Ham radio operators were not the only ones who are prone to put antennas in trees:  Citizens Band operators and Short Wave listeners comes to mind.


  As far as how the coax got up a tall tree, if its purpose was to connect an antenna up the tree to a radio in the house, something was used to get a light line (think fishing) over a limb high in the tree and back to the ground.  Any number of things can be used, hammer, spinning reel, sling shot, bow and arrow, potato gun……… then a heavier line would be used pull the antenna and attached coax up.


  It will be difficult to determine what the coax was used for without knowing what it was attached to at least on one end.  If it was attached to a radio the “large phone jack” should be a PL 259 (Google PL 259) to see what one looks like. 


  Without the radio, the choices of the coax use could be narrowed down a little by examining the end in the tree. If it is attached to an antenna, the size and configuration of the antenna could give a hint to the radio band it was use on.  Another step could be taken.  If the coax is not damaged, and if the connection to the antenna is still good and the antenna still functions, there is test equipment that can be used determine the frequencies for which the antenna was used.  



  This equipment is a little pricey so your choices may be to find someone (think well equipped ham) or enjoy wondering what the wire did before you come on the scene.

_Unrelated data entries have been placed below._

PR #626, opened 2022-12-29
PR for Py-SDK version bump

ahangsu:
This should be blocked by https://github.com/algorand/py-algorand-sdk/issues/384, for pyteal is using py-sdk as a runtime dependency.

Merge in after https://github.com/algorand/py-algorand-sdk/issues/384 is resolved.

This PR upgrading runtime dependency should favor some type alert in `abi.Contract` in pyteal.


jasonpaulos (approved):
Looks good to me, thanks for making this

PR #629, opened 2023-01-03
Make encode method generalized for `ComputedType`

ahangsu:


pyteal/ast/abi/tuple.py
```diff
@@ -118,190 +122,130 @@ def _encode_tuple(values: Sequence[BaseType]) -> Expr:
...
-            bitOffsetInEncoded = offset * NUM_BITS_IN_BYTE
-        return SetBit(Bytes(b"\x00"), Int(0), GetBit(encoded, Int(bitOffsetInEncoded)))
-
-    if valueType.is_dynamic():
-        hasNextDynamicValue = False
-        nextDynamicValueOffset = offset + 2
+        offset = 0
         ignoreNext = 0
-        for i, typeAfter in enumerate(value_types[index + 1 :], start=index + 1):
+        lastBoolStart = 0
```
tzaffi, line 139: It's hard to tell -without a deep dive- whether this new version is functionally equivalent. _If_ I understand correctly (???), there is currently no unit test that covers this code so we can't be 100% confident of correctness. If a unit test is added, (but probably that should be in the parent PR), then this would allay my concerns.

As an aside, I'm already thinking of starting some nightly tests. It might be a good opportunity to add python's coverage tool to such tests: https://github.com/nedbat/coveragepy

tzaffi (commented):
A couple of minor suggestions.

pyteal/ast/abi/util.py
```diff
@@ -593,3 +594,51 @@ def type_spec_is_assignable_to(a: TypeSpec, b: TypeSpec) -> bool:
         return True
 
     return False
+
+
+def _get_encoding_or_store_from_encoded_bytes(
+    encoding_type: TypeSpec,
+    full_encoding: Expr,
```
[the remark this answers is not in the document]
ahangsu: got it, I will make the change as suggested, seems reasonable to me.

pyteal/ast/abi/tuple.py
```diff
@@ -118,190 +119,138 @@ def _encode_tuple(values: Sequence[BaseType]) -> Expr:
...
-            lastBoolStart = offset
-            lastBoolLength = _consecutive_bool_type_spec_num(value_types, i)
-            offset += _bool_sequence_length(lastBoolLength)
-            ignoreNext = lastBoolLength - 1
-            continue
-
-        if typeBefore.is_dynamic():
-            offset += 2
-            continue
+    def __call__(self, index: int, output: BaseType | None = None) -> Expr:
```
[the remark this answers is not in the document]
ahangsu: yes, that makes sense, somehow I regret making too succinct and fancy, yet hard to maintain.

I suggest renaming it to `get_or_store`, lmk if a better naming is proposed.

pyteal/ast/abi/tuple.py
ahangsu: My apologies, I am hacking through these APIs without a same set of unit test coverage, so I guarantee there will be a same set of unit test for functional equivalence.

The side note for coveragepy also makes sense to me, maybe not going into this PR, but as a separate one. The expected result should be somehow like go-algorand one, i.e., coverage +/- lines?

tzaffi: Regarding coverage, definitely not this PR. I've created issue #630 as a placeholder to discuss this.


I see that `__prototype_encoding_store_into()` is being tested for the case when the `output` parameter is present  from pre-existing tests that applied to `store_into()`. I'm not seeing where the case of _empty_ `output` parameter is being tested. Since this is very relevant to (or even exactly) the functionality being refactored, we can't have confidence -from testing at least- that the refactoring is correct. So I think before merging this child PR we should add more coverage to #624.

@barnjamin

ahangsu: The refactoring of code is straightforward, which is against the old version of `_index_tuple`, by changing return item according to the existence of `output: BaseType | None`.

I added the testcases for tuple elements and array elements anyways, and will add some testcases for `_GetAgainstEncoding`, but I don't anticipate I have bandwidth for coverage adding in #624, and I hope @barnjamin can help on that one.

tzaffi (approved):
I see now that the case of `output=None` for `__prototype_encoding_store_into()` is exercised, thank you!

PR #943, opened 2024-05-27
Step 3 of ruff integration: add ruff to CI (plus cleanup of different linter stages)

### LINKED ISSUE #942: Linter cleanup
There is unnecessary duplication in the linters as implemented in the workflows (positive: better to test twice than not at all). This is amplfied by the recent introduction of added pre-commit runs over all files as CI and the introduction of ruff (not yet added to pre-commit, but planned).

This is the suggestion:

1. Review pre-commit and make sure that any workflows which run reasonable fast are included. 
2. Remove duplications (e.g., flake8 is running in the pre-commits, in CI-linter and CI-unittests! Additionally, ruff is almost 100% compatible with flake8 tests)
3. Replace pylint by ruff in pre-commit. Continue to run pylint in CI-linter
4. Review if we need the super-linter workflow in CI-linter. Given that most linters run using the pre-commit workflows, it might be better to run the few which are not explicitly.
5. If possible, configure tools in pyproject.toml (some tools recently introduced this; e.g., markdownlint)

GernotMaier:
Integrate ruff as linter and add it to pre-commit. 

Cleanup of linters, see #942.

Pre-commit changes:

- removed flake8 from pre-commit (covered by ruff, see [here](https://docs.astral.sh/ruff/faq/#how-does-ruffs-linter-compare-to-flake8))
- removed pylint from pre-commit (this is too slow for pre-commit; most of it is covered by ruff - anything not picked by ruff will by shown by the CI-linter workflow)
- removed isort from pre-commit (covered by ruff, see [here](https://docs.astral.sh/ruff/faq/#how-does-ruffs-import-sorting-compare-to-isort))
- did not remove black (and do not use the `ruff format` as this introduces some changes)

Github action changes:

- remove flake8 from CI-unittest

Others

- removed flake8 from list of required packages
- removed actionlint, black from superlinter (already in pre-commit)
- removed flake8, isort from superlinter (already in ruff in pre-commit)
- removed markdownlint from superlinter (added to pre-commit in PR #940)
- replaced superlint yamllint by pre-commit yamllint

Closes #942.

### DIFF
--- a/.github/workflows/CI-linter.yml
+++ b/.github/workflows/CI-linter.yml
@@ -47,33 +47,16 @@ jobs:
 
       - name: install packages not included in super-linter
         run: |
-          pip install validate-pyproject restructuredtext-lint
+          pip install validate-pyproject
 
       - name: pyproject.toml
         run: |
           validate-pyproject pyproject.toml
 
-      # RST linter
-      # Note: unclear how to suppress error messages
-      # (use grep -v in this case)
-    #  - name: restructuredtext-lint
-    #    run: |
-    #      rst-lint README.rst docs/source |
-    #       grep -v "Unknown directive type" |
-    #       grep -v "Unknown interpreted text role" |
-    #       grep -v "Cannot analyze code. Pygments package not found."
-
       - name: Check whether the citation metadata from CITATION.cff is valid
         uses: citation-file-format/cffconvert-github-action@2.0.0
         with:
           args: "--validate"
-
-      - name: yaml_config used by super-linter
-        run: |
-          # TODO - very large line length
-          echo 'rules:' > yaml_config.yaml
-          echo '  line-length:' >> yaml_config.yaml
-          echo '    max: 250' >> yaml_config.yaml
 
       # Dependencies required to avoid errors
       # reported by linters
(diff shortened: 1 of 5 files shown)


GernotMaier:
@VictorBarbosaMartins - please review only after #941 is merged to main (otherwise you review the same changes again)

VictorBarbosaMartins:
I think we should talk to other groups in DPPS to check what is their approach in this regard. Perhaps repeating checks in the pre-commit hooks and ci linters is not a bad idea.

.github/workflows/CI-linter.yml
```diff
@@ -131,5 +98,5 @@ jobs:
           LOG_FILE: superlinter.log
           DEFAULT_BRANCH: main
           GITHUB_TOKEN: ${{ secrets.GITHUB_TOKEN }}
-          # exclude link to markdown files
+          # exclude markdown file with links
           FILTER_REGEX_EXCLUDE: "docs/source/docker_files.md"
```
VictorBarbosaMartins, line 102: what is actually the problem with the links?

.pre-commit-config.yaml
```diff
@@ -58,3 +39,9 @@ repos:
     rev: v2.3.0
     hooks:
       - id: codespell
+  # yamllint
+  - repo: https://github.com/adrienverge/yamllint.git
```
VictorBarbosaMartins, line 43: this is not included in ruff?

GernotMaier:
> I think we should talk to other groups in DPPS to check what is their approach in this regard. Perhaps repeating checks in the pre-commit hooks and ci linters is not a bad idea.

Wait - pre-commit is running as linter in CI-linter over all files (this is also how DPPS is doing it). So we are still using all the tools and do a full linting.

.pre-commit-config.yaml
GernotMaier: Ruff is for python (and this is yaml)

.github/workflows/CI-linter.yml
GernotMaier: There is a markdown rule which requires that the first line is a header line (‘# This is a Header’). This is why the linter would fail.

GernotMaier: But we actually don't need this anymore; we have moved markdownlint to pre-commit and disabled this check (`"--disable", "MD041"]` see PR 940. 

I remove this line now.

GernotMaier:
Just to make the last point clearer: precommit is running over all files in Ci-linter.yml, see this line: https://github.com/gammasim/simtools/blob/6d10f5bf47956f9722d7a41062a223799944a9f7/.github/workflows/CI-linter.yml#L78

VictorBarbosaMartins (approved):
Ok! thank you for the answers. Looks good.

GernotMaier:
Thanks @VictorBarbosaMartins

PR #946, opened 2024-05-29
Markdown badges

GernotMaier:
Fix links in main README.md

### DIFF
--- a/.github/workflows/CI-linter.yml
+++ b/.github/workflows/CI-linter.yml
@@ -77,7 +77,7 @@ jobs:
 
       - name: Pre-commit
         run: |
-          pre-commit run --all-files --verbose
+          pre-commit run --all-files
 
       - name: Lint Code Base
         uses: super-linter/super-linter@v6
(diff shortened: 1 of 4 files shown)


VictorBarbosaMartins:
Hi @GernotMaier, thanks for this fix. It indeed fixed the issue. but I found another similar one. The link to the code in the documentation is broken because there is no `docs/index.md` (see two screenshots below). I think we can fix that here too:

Action (click on **show source**):
Screenshot 2024-05-29 at 14 11 57


Error message (same for main and this branch):
Screenshot 2024-05-29 at 14 12 05

GernotMaier:
Could you have a look and fix it?

VictorBarbosaMartins:
I looked into this and it seems that this is because `sphinx-book-theme` expects an `index.html` file inside `./docs` and not inside `./docs/source`. I couldn't find in simtools how to change the expected path (I imagine this is encoded in the theme). In any case I could move `index.html` from `./docs/source` to `./docs` but this would motivate us to move all the other files as well and get rid of the source directory. This goes beyond my decision alone and I need your feedback.

GernotMaier:
Fixed this by setting the `"path_to_docs":` as outlined in https://sphinx-book-theme.readthedocs.io/en/stable/components/source-files.html#add-a-button-to-the-page-source

VictorBarbosaMartins (approved):
Thanks. Looks good now.

PR #948, opened 2024-05-30
Add output_path to integration tests with file checks

GernotMaier:
Interesting issue:

- integration tests are working fine in the CI on github
- some fail when running locally, e.g. ` pytest  --no-cov "tests/integration_tests/test_applications_from_config.py::test_applications_from_config[simtools-calculate-trigger-rate_file_list]"`
- they don't fail when adding the model version, e.g., ` pytest --model_version="2024-02-01" --no-cov "tests/integration_tests/test_applications_from_config.py::test_applications_from_config[simtools-calculate-trigger-rate_file_list]"`

Failing are tests which do not have `OUTPUT_PATH` configured, but are using the functionality to locate or compare output files. I tried to understand what happens in `test_applications_from_config.py`, but it is not absolutely clear to me. The easiest fix is to configure explicitly `OUTPUT_PATH` in the test configuration to make sure that tests are written into the temp_test_directory (otherwise tests are writing locally).

### DIFF
--- a/tests/integration_tests/config/calculate_trigger_rate_file_list.yml
+++ b/tests/integration_tests/config/calculate_trigger_rate_file_list.yml
@@ -5,6 +5,7 @@ CTA_SIMPIPE:
     SIMTEL_FILE_NAMES:
       - './tests/resources/simtel_output_files.txt'
     SAVE_TABLES: true
+    OUTPUT_PATH: simtools-tests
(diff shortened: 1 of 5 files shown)


VictorBarbosaMartins (approved):
Interesting. It makes indeed sense to define an output path given that we check for the existence of the output files. Thanks for finding this out and proposing the solution.

PR #950, opened 2024-05-31
Replace ArrayLayout by ArrayModel for retrieving telescope positions in light emission package

GernotMaier:
The ArrayLayout model is used primarily for coordinate transformations and should not be used to read telescope positions from a file. Replace ArrayModel therefore in the light emission package by ArrayModel.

  Keep in mind Ham is short for Amateur radio operator.  In my case amateur should be emphasized.  The opinions expressed herein, therefore, should not be viewed as that of an expert.
  WA4FRI


----------



## S-noWonder

Thank you very much.  That gives me a start.


----------



## JimVT

very old post but a cat 6 cable for surveillance camera has a phone type jack. I am installing  small dish  and camera now and a second dish on my house to watch my property. it has that type of connecters. it is a short distance but to far for a cable run. 1/3 mile KF7RiN


----------



## jillcrate

One time I was at a friends house and he had a tree so high right in front of the house,I couldnt believe the antenna was RIGHT THE THE TOP!! (It was a thin pine tree)

They must have used a fire truck to get that up there  (No way they climbed)


----------